Topics also occasionally vanish. Operators delete them, Telegram glitches. The worker catches the “thread not found” error, recreates the topic, updates the session, and retries the job automatically. No manual intervention needed.
The return path
When an operator replies in Telegram, we receive a webhook POST. Telegram signs every webhook with a secret token you set during registration. We validate this on every request, no exceptions. If the signature is missing or wrong, the request is dropped silently. Without this, anyone who discovers your webhook URL can inject fake replies into user conversations.
The payload includes the thread ID. We look up which session owns that topic, find their active WebSocket connection, and push the reply through. If they’re offline, we buffer it and flush when they reconnect.
Two in-memory maps handle this: one for active WebSocket connections, one for pending replies. Nothing fancy.
Rate limiting
We use a token bucket. No library, around 40 lines. A bucket holds a token count and a last-refill timestamp. Each request consumes one token. Tokens refill at a steady rate. Empty bucket returns 429 with a Retry-After header.
interface Bucket {
tokens: number
lastRefill: number
}
function consume(bucket: Bucket, capacity: number, refillRate: number): boolean {
const now = Date.now()
const elapsed = (now - bucket.lastRefill) / 1000
bucket.tokens = Math.min(capacity, bucket.tokens + elapsed * refillRate)
bucket.lastRefill = now
if (bucket.tokens < 1) return false
bucket.tokens -= 1
return true
}
Four policies, each tuned for a different constraint:
- Per-session: 8 burst, 1 token per 8s. Stops a single user from spamming.
- Per-project: 20 burst, 1 token per 4s. The critical one. This is what keeps us inside Telegram’s 20/min group limit across all concurrent users on a project.
- Magic link auth: 3 burst, 1 per 5 minutes. You have no reason to authenticate more than that.
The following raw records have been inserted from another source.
PR #249, opened 2019-08-28
[Daniel Tan] Duke Increments

CarbonGrid:


shihaoyap:
Hi Daniel! While looking through your program, i did not find any coding style violations. Well done! :) I found your code structure to be really neat and readable and it follows good OOP principles. I also like the fact that you did prepare for multiple scenarios of invalid input function, and your program was able to handle the different input exceptions really well, when i was testing it 👍 

Overall the program was well written! I tried hard to break it but was not able to haha! Well done! i look forward to seeing your program improve! 

Suggestions - Could explore creating a UI (as stated in Level-10) to be used to interact with the users.

CarbonGrid:
> Hi Daniel! While looking through your program, i did not find any coding style violations. Well done! :) I found your code structure to be really neat and readable and it follows good OOP principles. I also like the fact that you did prepare for multiple scenarios of invalid input function, and your program was able to handle the different input exceptions really well, when i was testing it 👍
> 
> Overall the program was well written! I tried hard to break it but was not able to haha! Well done! i look forward to seeing your program improve!
> 
> Suggestions - Could explore creating a UI (as stated in Level-10) to be used to interact with the users.

@shihaoyap Thanks for the in-depth review. 

Happy to meet the expectations. :smiley: 
Sorry for the letdown. 
Couldn't commit Level-10 early cause still :mask:

src/main/java/Launcher.java
```diff
@@ -0,0 +1,8 @@
+import javafx.application.Application;
+
```
lrchema, line 2: please consider adding javadoc comments to this class

src/main/java/Main.java
```diff
@@ -0,0 +1,37 @@
...
+
+    private Duke duke = new Duke("data/duke.ser").usingMainUi();
+
+    /**
+     * MainWindow loaded from MainWindow.
+     * DialogBox initialised from DialogBox.java instead of loaded from fxml.
+     */
+    @Override
+    public void start(Stage stage) {
+        assert stage != null;
```
sianghwee, line 23: Give a description/comment for your assert to aid troubleshooting

src/main/java/MainWindow.java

- Dashboard API: 30 burst, 1 per 2s. Generous but bounded.
Every bucket key is scoped by identity, not IP. CDNs and corporate proxies share IPs across thousands of people. Keying by IP punishes the wrong users. Widget traffic uses apiKey + sessionId, dashboard uses userId.
Stale buckets clean up every 5 minutes. Anything inactive for 10 minutes gets dropped.
Takeaways
If you’re building on top of a rate-limited third-party API, a few things worth stealing from this setup:
- Match your throughput to the constraint. Sequential queue processing sounds like a bottleneck until you realize Telegram’s rate limit is the actual bottleneck. Concurrency of 1 isn’t a limitation here. It’s the design.
- Use the API’s own backoff values. When Telegram returns
retry_after: 12, wait 12 seconds. Don’t guess with exponential backoff when the service tells you exactly how long. - Write your own rate limiter if you need multiple policies. Most libraries assume one policy, one key, one middleware. We needed four different policies on different endpoints with different key strategies. 40 lines, no dependencies, full control.
- Scope rate limits by identity, not IP. If your traffic goes through a CDN or corporate proxy, IP-based limits punish the wrong users.
- Lazy init is fine until it writes. If two requests race through a check-then-write path, you get duplicates. An atomic
UPDATE ... WHERE field IS NULLis a one-line fix that makes it safe.